The Lord Howe Island Board has recently completed its Hybrid Renewable Energy Project, including a solar farm of over 3,000 solar panels with battery storage. The initiative is helping to reduce the island’s reliance on diesel generators and imported fossil fuels.

Shields said the inner-city ‘teal’ independents gave the issue of climate change some prominence at the beginning of this election campaign. But other issues raised by the major parties have drowned out this concern as the campaign nears its conclusion.

“I think we started off having a conversation around climate change, especially regarding the teal revolution and the rise of the independents,” said Shields. “Now that it’s coming to its final days, it seems the major parties are just talking about living costs.

“I don’t see climate change as being a big part of what they’re talking about at all. If real change is going to happen, it will be led by the influence of independents in parliament.”

As a scientist and small business owner, Hutton shares this view. He has a keen awareness of the consequences of inaction on climate change, and said not enough attention has been paid to this urgency through the election campaign.

“For some reason, the [Coalition] government is reluctant to go down that path,” he said. “And the Labor party, while they probably would like to, are a bit frightened to speak too loudly for fear of voter backlash.”

Bleached coral North Bay 2019. Photo: Ian Hutton

Concerns about the economic cost of the transition to renewables needed to drive down emissions are dwarfed by the costs of inaction, Hutton said.

“There’s not enough focus on what is going to be the cost if we don’t do anything,” he said. “The cost to the community in terms of infrastructure, people’s mental health, people’s well-being and food production – this is going to be of great concern.”

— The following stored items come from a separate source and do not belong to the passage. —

PR #141, opened 2023-06-28
clean up helm chart values.yaml

yandongxiao:


helm-charts/charts/kube-starrocks/values.yaml
```diff
@@ -28,113 +31,98 @@ starrocksOperator:
...
   fsGroup: 0
-
   # specify the service name and port config and serviceType
   # the service type refer https://kubernetes.io/docs/concepts/services-networking/service/#publishing-services-service-types
   service:
     # the fe service type, only supported ClusterIP, NodePort, LoadBalancer, ExternalName
     type: "ClusterIP"
     # the loadBalancerIP for static ip config when the type=LoadBalancer and loadbalancerIp is not empty.
-    loadbalancerIP: ""
+    loadBalancerIP: ""
```
kevincai, line 65: this will cause backwards compatible issue. if user already configured with `loadbalancerIP`, after upgrade, the configure will be lost, right?

yandongxiao: ok, I will cancel the modification.

helm-charts/charts/kube-starrocks/values.yaml
```diff
@@ -1,18 +1,21 @@
...
+  # the v1alpha1 version is also supported.
+  # supported value: v1, v1alpha1.
   crdVersion: v1
 
 # the starrockscluster crd' name.
 nameOverride: ""
+
 starrocksOperator:
-  # provide a name for operator deployment.
   enabled: true
```
kevincai, line 19: can add comments to these fields that are not obvious to end user.

helm-charts/charts/kube-starrocks/values.yaml
```diff
@@ -28,36 +31,31 @@ starrocksOperator:
...
-
 # deploy a starrocks cluster
 starrocksCluster:
-  # Provide a name for starprocks cluster
+  # the name of starrockscluster cluster, if not set, the chart name will be used.
   name: ""
+  # the namespace of starrockscluster cluster, if not set, the release namespace will be used.
   namespace: ""
-  # annotations for starrocks cluster
+  # annotations for starrocks cluster.
```
kevincai, line 40: this annotations is used or not?

helm-charts/charts/kube-starrocks/values.yaml
```diff
@@ -28,36 +31,31 @@ starrocksOperator:
...
-  # Number of replicas to deploy for a fe statefulset.
+  # number of replicas to deploy for a fe statefulset.
   replicas: 1
   image:
     # image sliced by "repository:tag"
     repository: starrocks/fe-ubuntu
     tag: 2.5.5
-
-  # add annotations for fe pods. example, if you want to config monitor for datadog, you can config the annotations. etc...
+  # add annotations for fe pods. example, if you want to config monitor for datadog, you can config the annotations.
```
kevincai, line 53:
```suggestion
  # add annotations for fe pods. For example, if you want to config monitor for datadog, you can config the annotations.
```

helm-charts/charts/kube-starrocks/values.yaml
yandongxiao: It is used in helm chart template to add annotation for starrockscluster

kevincai: but in starrockscluster,  operator doesn't use it at all?

helm-charts/charts/kube-starrocks/values.yaml
yandongxiao: the problem is the comment is not correct for `enabled` filed. And It is used together with `global.rbac.create`, I fix the comment there.

helm-charts/charts/kube-starrocks/values.yaml
yandongxiao: operator will use it to do restart operation. for exmaple: 
```
if !be.statefulsetNeedRolloutRestart(src.Annotations, est.Annotations) && ok {
	// when restart we add `AnnotationRestart` to annotation. so we should add again when we equal the exsit statefulset and new statefulset.
	anno := rutils.Annotations{}
	anno.Add(common.KubectlRestartAnnotationKey, est.Spec.Template.Annotations[common.KubectlRestartAnnotationKey])
	new.Spec.Template.Annotations = anno
}
```

helm-charts/charts/kube-starrocks/values.yaml
kevincai: ok

helm-charts/charts/kube-starrocks/values.yaml
kevincai: ok, may be more examples to be added here. sounds like only some specific annotations are acceptable here?

yandongxiao: good suggestion! maybe, I will check it, and add comment in detail.

helm-charts/charts/kube-starrocks/values.yaml
```diff
@@ -67,74 +65,64 @@ starrocksFESpec:
...
   serviceAccount: ""
-
   # If specified, the pod's nodeSelector，displayName="Map of nodeSelectors to match when scheduling pods on nodes"
   # Ref: https://kubernetes.io/docs/concepts/scheduling-eviction/assign-pod-node/#nodeselector
   nodeSelector: {}
-  #  beta.kubernetes.io/arch: amd64
-  #  beta.kubernetes.io/os: linux
-
+    # beta.kubernetes.io/arch: amd64
+    # beta.kubernetes.io/os: linux
```
kevincai, line 77:
```suggestion
    # kubernetes.io/arch: amd64
    # kubernetes.io/os: linux
```

should be no `beta` prefix?

helm-charts/charts/kube-starrocks/values.yaml
```diff
@@ -67,74 +65,64 @@ starrocksFESpec:
...
-  #
-  # e.g. secret environment variable:
-  #  - name: USERNAME
-  #    valueFrom:
-  #      secretKeyRef:
-  #        name: mysecret
-  #        key: username
-
-  # Pod affinity
+    # e.g. static environment variable:
```
kevincai, line 92: we can add a kubernetes doc link here, here only lists two types of env var, but kubernetes supports more than that, we can lead the user to check the doc on how to set the env var themselves.

helm-charts/charts/kube-starrocks/values.yaml
yandongxiao: yes, no beta prefix. And there are three places that should be fixed like this. I will change it myself.

yandongxiao: enn, my local cluster build by kind has both labels（kubectl get nodes -oyaml）, like this:
```
beta.kubernetes.io/arch: arm64
beta.kubernetes.io/os: linux
kubernetes.io/arch: arm64
kubernetes.io/os: linux
```
whatever, I remove the `beta` prefix.

helm-charts/charts/kube-starrocks/values.yaml
yandongxiao: good suggestion, I will fix it.

kevincai (approved):

PR #156, opened 2023-07-03
[feature] support volumes mounting for configmaps

yandongxiao:


pkg/k8sutils/templates/pod/spec.go
```diff
@@ -78,8 +78,29 @@ func getProbe(port int32, path string) corev1.ProbeHandler {
 	}
 }
 
+func MountConfigMaps(volumes []corev1.Volume, volumeMounts []corev1.VolumeMount,
+	configMaps []v1.ConfigMapReference) ([]corev1.Volume, []corev1.VolumeMount) {
+	for _, configMap := range configMaps {
+		volumes = append(volumes, corev1.Volume{
+			Name: configMap.Name,
```
kevincai, line 85: whether need to marshall or randomize this volume name, if the configmap name conflicts some other volume name (e.g. user specify a configmap named fe-meta)

config/crd/bases/starrocks.com_starrocksclusters.yaml
```diff
@@ -4104,6 +4135,20 @@ spec:
...
+                    description: the reference for configMap which allow users to
+                      mount any files to container.
+                    items:
+                      properties:
+                        mountPath:
+                          description: Path within the container at which the volume
+                            should be mounted.  Must not contain ':'.
+                          type: string
+                        name:
+                          description: This must match the Name of a Volume.
```
kevincai, line 4148: looks like this description is not accurate, it is the configmap's name, and the mounted volume name is an internal name, is transparent to the user.

kevincai (approved):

With more than 50 per cent of Lord Howe Island residents employed in tourism-related industries, the risks the changing natural environment poses for the local economy are clear.

For Hutton, the costs of inaction are almost unspeakable: “Governments should be putting it out there more. If we don’t do something, the costs are going to be horrific.”

Auld said he agrees with the scale of the threat and the need for urgent action.

“There are people who go to the top of the mountain on guided tours,” he said. “It’s a really great walk; a lovely experience. You go through a whole change of environmental systems up to the top of this beautiful mountain with an amazing view. You don’t want to see that compromised by a lack of action.

“If you take the purely economic argument, many studies have shown that the costs of not doing enough outweighs the cost of doing anything. That argument is not discussed enough.”